The budget crunch that has caused a backlog in the processing of Soviet citizens seeking to immigrate to the United States has the potential to affect Soviet Jews, although it does not as yet, the State Department said last week.
Department spokesman Charles Redman said the problem exists at the U.S. Embassy in Moscow, where the Immigration and Naturalization Service does not have enough personnel to handle the flood of applicants that have been streaming in since last summer. Only about 5 percent of these applicants are Jews. The bulk of the applicants are Armenians, Redman said.
Most Jewish emigrants leave the Soviet Union on Israeli visas and go to Vienna. From there the majority go on to Rome, where they apply to enter the United States on refugee status.
The problem in Moscow is a result of the Reagan administration’s success in pressing the Soviet Union to increase emigration, Redman said.
“We have seen during the past year a positive Soviet response to our call for increasing numbers being permitted to emigrate,” he said.
“This welcome development has meant that our embassy in Moscow processed six times as many emigrants from the Soviet Union in fiscal ’88 as it had the year before.”
NOT YET A PROBLEM IN ROME
The State Department official explained that for the 1989 fiscal year, which began Oct. 1, the INS has been given funds for enough personnel to interview 4,000 applicants in Moscow and 12,500 in Rome.
The problem began last July 1, when the embassy in Moscow stopped issuing visas because of the budgetary constraints, stranding about 3,000 people.
Redman said that about half of these have since been granted visas through private means, and the remaining 1,500 have been processed under the 1989 budget.
This has exhausted the number that can be interviewed during the first quarter of the fiscal year. Redman said processing will resume in January for the applicants who have been streaming into the embassy at the rate of 2,000 a month since July.
He urged persons seeking visas to the United States in Moscow not to sell their homes or other possessions until they have a visa.
The problem does not exist yet in Rome, where 2,400 persons arrived from the Soviet Union in October, Redman said.
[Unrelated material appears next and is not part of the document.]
PR #4188, opened 2020-02-19
fix(webchannel): ignore native Gecko WebChannel errors for the OAuth WebChannel

### LINKED ISSUE #3116: Include `context` param in `fxa_status` webchannel message
When the browser wants to link out to FxA management pages on the web, it currently includes `?service=sync&context=fx_desktop_v3` query parameters, like so:

  https://accounts.firefox.com/settings?service=sync&context=fx_desktop_v3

He said if this rate continues it “may result in some delays in Rome as well.”
The State Department official ruled out a suggestion that any potential problem in Rome could be solved if the United States would agree to Israel’s demands that Jews with Israeli visas be forced to go to Israel by way of Romania.
He reiterated that the United States supports “freedom of choice” for the emigrants.
Redman also stressed that despite the financial problems associated with processing immigrants, the United States is continuing its demand that the Soviet Union allow all those who want to emigrate to do so.